## ACTION ITEM
Below are records; say how many of their lines include the word "because", giving nothing but the number.

(Entries taken from a collection)

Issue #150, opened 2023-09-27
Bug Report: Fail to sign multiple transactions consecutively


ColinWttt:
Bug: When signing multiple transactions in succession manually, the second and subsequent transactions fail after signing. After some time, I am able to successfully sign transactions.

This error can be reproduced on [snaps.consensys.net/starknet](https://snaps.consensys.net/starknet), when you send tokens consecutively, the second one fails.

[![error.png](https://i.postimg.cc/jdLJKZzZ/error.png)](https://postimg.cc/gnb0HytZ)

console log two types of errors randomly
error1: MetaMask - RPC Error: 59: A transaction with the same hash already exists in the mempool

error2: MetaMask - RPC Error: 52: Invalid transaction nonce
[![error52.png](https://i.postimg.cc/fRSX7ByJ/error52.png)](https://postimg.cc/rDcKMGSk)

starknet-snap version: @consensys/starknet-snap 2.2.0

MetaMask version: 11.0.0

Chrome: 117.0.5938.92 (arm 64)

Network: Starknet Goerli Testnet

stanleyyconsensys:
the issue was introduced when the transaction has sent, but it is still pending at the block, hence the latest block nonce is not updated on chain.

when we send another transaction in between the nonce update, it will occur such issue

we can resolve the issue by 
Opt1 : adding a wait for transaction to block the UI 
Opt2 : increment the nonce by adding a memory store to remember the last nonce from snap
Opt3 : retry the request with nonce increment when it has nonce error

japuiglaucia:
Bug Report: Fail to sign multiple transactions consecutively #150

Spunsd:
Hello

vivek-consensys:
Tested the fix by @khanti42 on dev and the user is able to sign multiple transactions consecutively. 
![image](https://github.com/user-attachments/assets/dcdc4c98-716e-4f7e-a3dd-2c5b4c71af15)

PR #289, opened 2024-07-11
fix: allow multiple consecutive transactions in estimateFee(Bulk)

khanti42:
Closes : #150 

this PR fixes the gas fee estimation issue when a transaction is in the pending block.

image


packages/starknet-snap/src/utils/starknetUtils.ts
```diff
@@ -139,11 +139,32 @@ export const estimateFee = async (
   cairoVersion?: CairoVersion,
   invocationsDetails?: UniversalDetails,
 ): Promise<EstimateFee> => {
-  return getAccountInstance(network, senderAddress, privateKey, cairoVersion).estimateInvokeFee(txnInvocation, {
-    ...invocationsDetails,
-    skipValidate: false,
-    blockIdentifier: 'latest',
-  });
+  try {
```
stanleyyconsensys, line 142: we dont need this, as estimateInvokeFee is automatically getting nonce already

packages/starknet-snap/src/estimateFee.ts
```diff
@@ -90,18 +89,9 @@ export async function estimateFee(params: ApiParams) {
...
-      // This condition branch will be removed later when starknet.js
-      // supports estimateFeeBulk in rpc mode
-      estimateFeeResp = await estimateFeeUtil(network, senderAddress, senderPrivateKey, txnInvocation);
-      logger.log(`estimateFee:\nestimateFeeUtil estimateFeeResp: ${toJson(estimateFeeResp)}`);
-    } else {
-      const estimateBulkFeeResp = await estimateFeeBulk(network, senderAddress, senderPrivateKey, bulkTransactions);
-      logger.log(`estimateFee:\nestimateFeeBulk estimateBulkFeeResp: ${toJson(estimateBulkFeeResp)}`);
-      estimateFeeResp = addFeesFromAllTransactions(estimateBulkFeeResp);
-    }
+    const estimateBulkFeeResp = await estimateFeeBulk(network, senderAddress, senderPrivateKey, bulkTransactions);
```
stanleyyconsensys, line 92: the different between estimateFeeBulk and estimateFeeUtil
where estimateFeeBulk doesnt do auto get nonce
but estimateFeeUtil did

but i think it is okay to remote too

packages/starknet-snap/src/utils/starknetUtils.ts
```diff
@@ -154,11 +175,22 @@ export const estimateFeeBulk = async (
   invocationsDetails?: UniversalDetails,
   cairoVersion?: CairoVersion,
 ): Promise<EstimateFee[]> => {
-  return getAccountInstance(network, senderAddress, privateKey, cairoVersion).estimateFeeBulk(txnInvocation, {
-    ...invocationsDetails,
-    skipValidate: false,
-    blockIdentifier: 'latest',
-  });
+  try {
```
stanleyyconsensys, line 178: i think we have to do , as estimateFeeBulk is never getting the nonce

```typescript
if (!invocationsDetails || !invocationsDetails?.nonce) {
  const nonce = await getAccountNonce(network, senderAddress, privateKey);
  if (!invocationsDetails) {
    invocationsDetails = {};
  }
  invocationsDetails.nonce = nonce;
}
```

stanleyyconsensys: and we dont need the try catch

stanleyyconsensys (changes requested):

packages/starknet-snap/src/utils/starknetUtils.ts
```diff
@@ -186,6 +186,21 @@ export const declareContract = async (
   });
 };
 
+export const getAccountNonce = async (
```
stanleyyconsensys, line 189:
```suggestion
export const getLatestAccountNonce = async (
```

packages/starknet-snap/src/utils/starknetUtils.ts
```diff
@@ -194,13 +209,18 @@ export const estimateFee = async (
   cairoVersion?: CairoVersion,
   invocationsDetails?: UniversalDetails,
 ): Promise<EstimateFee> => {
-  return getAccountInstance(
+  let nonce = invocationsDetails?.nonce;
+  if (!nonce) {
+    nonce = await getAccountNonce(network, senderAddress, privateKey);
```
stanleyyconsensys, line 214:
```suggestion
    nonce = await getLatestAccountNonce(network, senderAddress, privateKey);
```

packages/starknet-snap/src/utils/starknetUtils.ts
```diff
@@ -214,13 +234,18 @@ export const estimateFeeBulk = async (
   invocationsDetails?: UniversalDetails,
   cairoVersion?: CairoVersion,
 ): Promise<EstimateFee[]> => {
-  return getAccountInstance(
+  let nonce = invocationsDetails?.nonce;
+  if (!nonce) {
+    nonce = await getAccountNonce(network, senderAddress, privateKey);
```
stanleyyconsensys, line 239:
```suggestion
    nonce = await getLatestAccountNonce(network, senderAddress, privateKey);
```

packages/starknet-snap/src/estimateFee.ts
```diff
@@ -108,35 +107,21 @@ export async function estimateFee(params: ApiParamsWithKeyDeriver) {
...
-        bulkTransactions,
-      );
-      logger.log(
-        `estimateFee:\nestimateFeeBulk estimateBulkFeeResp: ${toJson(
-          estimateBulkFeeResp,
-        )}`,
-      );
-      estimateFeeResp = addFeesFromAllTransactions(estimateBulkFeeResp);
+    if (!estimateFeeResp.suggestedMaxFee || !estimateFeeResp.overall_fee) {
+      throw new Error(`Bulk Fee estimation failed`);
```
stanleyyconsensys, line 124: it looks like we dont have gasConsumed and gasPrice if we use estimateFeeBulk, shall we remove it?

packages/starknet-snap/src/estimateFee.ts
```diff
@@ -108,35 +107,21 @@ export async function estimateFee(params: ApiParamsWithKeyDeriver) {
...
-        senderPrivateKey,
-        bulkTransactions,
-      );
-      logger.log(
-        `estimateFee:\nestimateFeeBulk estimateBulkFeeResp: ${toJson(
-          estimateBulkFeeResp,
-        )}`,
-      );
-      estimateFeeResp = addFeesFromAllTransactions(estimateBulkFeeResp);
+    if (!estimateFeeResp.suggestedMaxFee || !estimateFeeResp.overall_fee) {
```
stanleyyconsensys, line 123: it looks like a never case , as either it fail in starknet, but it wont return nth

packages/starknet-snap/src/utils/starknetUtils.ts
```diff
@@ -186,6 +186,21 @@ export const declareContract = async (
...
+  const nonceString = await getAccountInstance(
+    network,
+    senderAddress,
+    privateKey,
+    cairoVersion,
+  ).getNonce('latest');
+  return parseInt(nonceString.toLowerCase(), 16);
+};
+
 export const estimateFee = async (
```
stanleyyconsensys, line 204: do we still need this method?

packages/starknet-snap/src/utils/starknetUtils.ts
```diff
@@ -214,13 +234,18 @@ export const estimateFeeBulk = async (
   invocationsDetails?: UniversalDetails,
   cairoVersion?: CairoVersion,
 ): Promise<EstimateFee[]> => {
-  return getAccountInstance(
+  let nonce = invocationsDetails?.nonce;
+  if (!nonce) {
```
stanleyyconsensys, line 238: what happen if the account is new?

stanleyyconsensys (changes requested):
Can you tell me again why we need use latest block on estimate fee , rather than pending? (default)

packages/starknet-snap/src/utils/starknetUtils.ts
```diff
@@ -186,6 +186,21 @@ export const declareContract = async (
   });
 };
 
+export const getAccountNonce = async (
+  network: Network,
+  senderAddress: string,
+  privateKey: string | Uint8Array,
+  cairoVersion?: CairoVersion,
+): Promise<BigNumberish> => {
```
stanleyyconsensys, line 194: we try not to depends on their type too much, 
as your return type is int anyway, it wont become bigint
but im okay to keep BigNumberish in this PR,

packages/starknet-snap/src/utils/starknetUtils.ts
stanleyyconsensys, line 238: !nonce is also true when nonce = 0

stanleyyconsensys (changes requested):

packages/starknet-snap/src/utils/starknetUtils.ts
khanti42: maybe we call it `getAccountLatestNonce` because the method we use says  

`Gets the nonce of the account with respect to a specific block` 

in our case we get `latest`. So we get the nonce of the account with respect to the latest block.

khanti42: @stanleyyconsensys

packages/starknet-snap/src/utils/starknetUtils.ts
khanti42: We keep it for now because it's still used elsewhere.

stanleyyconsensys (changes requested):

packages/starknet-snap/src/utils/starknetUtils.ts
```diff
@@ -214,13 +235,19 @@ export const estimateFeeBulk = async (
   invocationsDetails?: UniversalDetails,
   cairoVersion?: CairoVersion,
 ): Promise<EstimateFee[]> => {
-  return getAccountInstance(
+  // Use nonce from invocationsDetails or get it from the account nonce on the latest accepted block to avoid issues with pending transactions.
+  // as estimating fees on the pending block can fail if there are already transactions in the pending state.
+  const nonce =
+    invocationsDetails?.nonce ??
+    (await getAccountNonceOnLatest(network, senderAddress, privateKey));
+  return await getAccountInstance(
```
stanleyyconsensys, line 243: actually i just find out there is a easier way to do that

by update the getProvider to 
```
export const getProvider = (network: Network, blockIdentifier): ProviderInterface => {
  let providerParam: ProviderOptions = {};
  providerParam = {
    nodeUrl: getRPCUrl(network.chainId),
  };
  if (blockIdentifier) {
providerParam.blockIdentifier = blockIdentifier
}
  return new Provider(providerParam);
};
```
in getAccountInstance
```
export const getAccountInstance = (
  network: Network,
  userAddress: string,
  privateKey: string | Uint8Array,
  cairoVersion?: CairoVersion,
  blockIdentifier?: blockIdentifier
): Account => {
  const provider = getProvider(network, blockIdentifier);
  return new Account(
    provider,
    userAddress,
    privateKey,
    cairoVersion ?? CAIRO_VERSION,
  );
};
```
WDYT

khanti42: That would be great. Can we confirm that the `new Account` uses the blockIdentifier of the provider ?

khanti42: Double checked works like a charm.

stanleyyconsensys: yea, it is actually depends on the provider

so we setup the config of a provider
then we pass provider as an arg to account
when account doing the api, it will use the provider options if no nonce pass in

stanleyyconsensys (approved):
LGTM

## EXPECTED OUTPUT
2